# DIRECTIONS
Go through the data and copy each line where the word "approved" shows up.
'''
PR #498, opened 2023-10-25
Upgrade apps instead of recreating them

sfc-gh-cgorrie:
### Pre-review checklist

### Changes description
When we detect a change in stage files but the app already exists on the user's account, issue an `alter application ... upgrade using @stage` instead of dropping and re-creating the application.

### DIFF
--- a/src/snowcli/cli/nativeapp/manager.py
+++ b/src/snowcli/cli/nativeapp/manager.py
@@ -304,16 +304,18 @@ class NativeAppManager(SqlExecutionMixin):
                         self.app_name, self.app_role, actual_owner
                     )
 
-                if not diff.has_changes():
-                    # the app already exists and is up-to-date
-                    # ensure debug_mode is up-to-date
+                if diff.has_changes():
+                    # the app needs to be upgraded
+                    log.info(f"Upgrading existing application {self.app_name}.")
                     self._execute_query(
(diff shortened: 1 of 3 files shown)


src/snowcli/cli/nativeapp/manager.py
```diff
@@ -304,16 +304,18 @@ def _create_dev_app(self, diff: DiffResult) -> None:
...
 
-                if not diff.has_changes():
-                    # the app already exists and is up-to-date
-                    # ensure debug_mode is up-to-date
+                if diff.has_changes():
+                    # the app needs to be upgraded
+                    log.info(f"Upgrading existing application {self.app_name}.")
                     self._execute_query(
-                        f"alter application {self.app_name} set debug_mode = {self.debug_mode}"
+                        f"alter application {self.app_name} upgrade using @{self.stage_fqn}"
```
sfc-gh-bgoel, line 311: In addition to `using @stage` , should we keep `set debug_mode` from before to obey `# ensure debug_mode is up-to-date`?

sfc-gh-cgorrie: Can you do both in one command? We no longer `return`, so it falls through and sets the debug mode afterwards (see the changed test).

sfc-gh-bdufour (approved):

sfc-gh-astus (approved):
'''
# THE COMPLETED TASK
sfc-gh-bdufour (approved):
sfc-gh-astus (approved):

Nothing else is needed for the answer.